> **Problem statement**:
The following listing has lines to check for the word "proofs"; give only the number of lines that contain it.

> **Data extract**:
PR #31, opened 2019-11-05
0006-payment-proofs.md

DavidBurkett:
[Link to rendered doc](https://github.com/mimblewimble/grin-rfcs/blob/22d3835de1ec816de765c29ea4c3b5559d86a1b6/text/0000-payment-proofs.md)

> **Expected answer**:
2